PARDEN, Can You Repeat That? Defending against Jailbreaks via Repetition

Authors: Ziyang Zhang, Qizhen Zhang, Jakob Nicolaus Foerster

ICML 2024 | Conference PDF | Archive PDF | Plain Text | LLM Run Details

Reproducibility Variable Result LLM Response
Research Type Experimental We empirically verify the effectiveness of our method and show that PARDEN significantly outperforms existing jailbreak detection baselines for Llama-2 and Claude-2.
Researcher Affiliation Academia 1University of Oxford 2FLAIR, University of Oxford. Correspondence to: Ziyang Zhang <ziyang.zhang@sjc.ox.ac.uk>.
Pseudocode No The paper describes the PARDEN method formally using equations (e.g., REPEAT(y) := LLM([prefix; examples; y ;suffix; examples])), but does not include any explicit pseudocode blocks or algorithm listings.
Open Source Code Yes Code and data are available at https://github.com/Ed-Zh/PARDEN.

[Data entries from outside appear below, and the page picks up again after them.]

PR #867, opened 2024-03-14
Set `sphinx-material` theme for documentation

fabcor-maxiv:


fabcor-maxiv:
Preview: https://mxcubecore--867.org.readthedocs.build/en/867/

Prompted by: https://github.com/mxcube/mxcubeweb/issues/1116

marcus-oscarsson:
It looks quite nice, but there seems to be items missing in the contents right ?

marcus-oscarsson:
thanks, It looks nice but it has the same issue as `furo` with the API contents I believe (not all the text is shown)

fabcor-maxiv:
There has to be a way to improve this. I have some ideas, but have not had the time to try them yet. Well, one or two I tried and it did not improve things.

Maybe there is another theme out there that fits our needs better.

marcus-oscarsson:
I'm sure there is some way as well, lets go with whats easiest for now unless you really want to dig into this.

marcus-oscarsson:
Input on this one, do we keep the current layout or do we try this one, seeing that both are suffering from similar limitations when it comes to the left side menu ?

fabcor-maxiv:
The one we have at least does not truncate the names in left and right columns, and in general I think I prefer the one we currently have.

So if it were only me, for now, I would leave as is (furo).

But I still intend to spend some time fiddling with configuration settings and themes and maybe I find a better compromise.

`furo` (current):

image

`sphinx-material`:

image

marcus-oscarsson:
Ok, We will keep it open for now then, you can close it if you consider it as done

marcus-oscarsson:
Closing this for now, please feel free to re-open if you like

Open Datasets Yes To collect benign examples, we sample 552 instructions from open-instruct-v1 Wang et al. (2023), and produce benign outputs using Llama2 and Claude-2.1. To produce jailbreak examples, we follow Zou et al. (2023) to adversarially attack the LLMs using the 520 harmful behaviours in their Adv Bench. Since the original attacks only result in 60/520 jailbreaks, we further leverage prompt injection to improve the attack success rate, and manually filter 484 true jailbreaks for Llama2 and 539 for Claude-2.1 . See our open-source dataset at https://github.com/Ed-Zh/PARDEN for details.
Dataset Splits No The paper describes collecting a dataset for 'fair evaluation' and organizing data into 4-tuples, but it does not explicitly provide training/validation/test splits for their experimental setup or for PARDEN's classification process. PARDEN itself is not trained but rather a method leveraged on LLMs.

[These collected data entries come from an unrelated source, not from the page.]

PR #868, opened 2024-03-14
Documentation for Yaml/Xml configured files

rhfogh:


docs/source/dev/configuration_files.md
```diff
@@ -0,0 +1,37 @@
...
+HardwareObjects can be configured to contain both other hardware objects and properties. The former are identified relative to the container by a role.
+
+## Finding the files
+Configuration files are searched for by name in a series of directories given as a lookup path. This is specified either with the --coreConfigPath command line parameter to MXCuBE, or through the MXCUBE_CORE_CONFIG_PATH environment variable. The files live under the mxcubecore/mxcubecore/configuration/ directory, typically with a directory for each beamline (which may or may not be up to date relative to the actual bamline environment).
```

Hardware Specification No The paper does not provide specific hardware details (e.g., GPU/CPU models, memory) used for running the experiments. It mentions the LLMs used (Llama2-7B, Claude-2.1) but not the computational resources for their own evaluation.
Software Dependencies No The paper mentions using NLTK (Bird & Loper, 2004) for BLEU score computation, but it does not specify version numbers for NLTK or any other key software dependencies required to replicate the experiments.
Experiment Setup Yes When configuring the LLM for PARDEN, we use temperature = 0 to evaluate greedily. This is because for repetition, stochastic sampling would introduce extra noise and should be avoided. A temperature of 0 ensures PARDEN does not sample from a probability distribution. We clarify that the original generation need not have a temperature of 0.